PR #1591, opened 2025-05-04
Remove Heroku-20 support

schneems:
Since Heroku-20 is has reached end-of-life:
https://devcenter.heroku.com/changelog-items/3230

- Removed:

  - [x] "20.04"
  - [x] "heroku-20"
  - [x] "builder:20"
  - [x] Removes Ruby < 3.1 support
  - [x] Removes bundler < 2.3 support
  
  
GUS-W-14707069


lib/language_pack/helpers/bundler_wrapper.rb
```diff
@@ -36,8 +36,7 @@ class LanguagePack::Helpers::BundlerWrapper
   include LanguagePack::ShellHelpers
 
   BLESSED_BUNDLER_VERSIONS = {}
-  # Heroku-20's oldest Ruby verison is 2.5.x which doesn't work with bundler 2.4
-  BLESSED_BUNDLER_VERSIONS["1"] = "1.17.3"
+  # Heroku-22's oldest Ruby verison is 3.1
```
colincasey, line 39:
```suggestion
  # Heroku-22's oldest Ruby version is 3.1
```

spec/helpers/download_presence_spec.rb
```diff
@@ -21,6 +21,9 @@
     download = LanguagePack::Helpers::DownloadPresence.new(
       multi_arch_stacks: ["heroku-24"],
       file_name: 'ruby-3.0.5.tgz',
+      # Heroku 20 is not longer supported however heroku-22 and heroku-24
```
colincasey, line 24: Does this test make sense to keep if you have to use the `heroku-20` stack for it to be functional?

lib/language_pack/ruby.rb
```diff
@@ -924,13 +776,12 @@ def attribute(name, value, force_string = false)
...
 <% end %>
         DATABASE_YML
-      end
     end
   end
 
   def rake
     @rake ||= begin
-      rake_gem_available = bundler.has_gem?("rake") || ruby_version.rake_is_vendored?
+      rake_gem_available = true
```
colincasey, line 784: Since this is now always `true`, is this variable even necessary? Is there code not already accounted for this PR that depends on this boolean for conditional logic?

lib/language_pack/ruby.rb
```diff
@@ -1236,7 +1009,6 @@ def load_bundler_cache
 
     old_rubygems_version = @metadata.read(ruby_version_cache).strip if @metadata.exists?(ruby_version_cache)
     old_stack = @metadata.read(stack_cache).strip if @metadata.exists?(stack_cache)
-    old_stack ||= DEFAULT_LEGACY_STACK
```
colincasey, line 1239: Now that this default is gone, is it possible for this value to be `nil`? E.g.; could this line of code be reached and, if so, what would happen? 
```rb
puts "Purging Cache. Changing stack from #{old_stack} to #{@stack}"
```

colincasey (approved):
@schneems I've got a couple questions for you but they aren't blockers.

lib/language_pack/ruby.rb
schneems: Good point.

The ruby buildpack has the concept of "metadata" that it stores between builds. This is durable information that is unfortunately stored in the cache. When this stack based cache clearing code was introduced, we were not persisting the state of the old stack in metadata for 100% of deployed apps, so if one was missing, we defaulted back to this value. 

Tthat is fixed (100% of deploys that have a prior deploy, have this metadata value). However it's worth checking that the first deploy doesn't mistakenly say that it's clearing the cache. I'll need to validate that and get back to you.

spec/helpers/download_presence_spec.rb
schneems: I need at least 2 stacks with versions where the binaries have different versions. That won't be true again until heroku-26 is released. Then we can update the test:

```ruby
  it "handles multi-arch transitions for files that do not exist" do
    download = LanguagePack::Helpers::DownloadPresence.new(
      multi_arch_stacks: ["heroku-24"],
      file_name: 'ruby-3.0.5.tgz',
      # Heroku 20 is not longer supported however heroku-22 and heroku-24
      # have identical Ruby versions supported, this test can be updated to
      # use heroku-24 and heroku-26 (when that stack is released)
```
-.-.-
▶ Description of the task
For this task, write out exactly the lines of the entries above, starting at the line with "colincasey, line 1239: Now" and ending at the line with "The ruby buildpack", both included, and no others.

▶ Exercise result
colincasey, line 1239: Now that this default is gone, is it possible for this value to be `nil`? E.g.; could this line of code be reached and, if so, what would happen? 
```rb
puts "Purging Cache. Changing stack from #{old_stack} to #{@stack}"
```

colincasey (approved):
@schneems I've got a couple questions for you but they aren't blockers.

lib/language_pack/ruby.rb
schneems: Good point.

The ruby buildpack has the concept of "metadata" that it stores between builds. This is durable information that is unfortunately stored in the cache. When this stack based cache clearing code was introduced, we were not persisting the state of the old stack in metadata for 100% of deployed apps, so if one was missing, we defaulted back to this value. 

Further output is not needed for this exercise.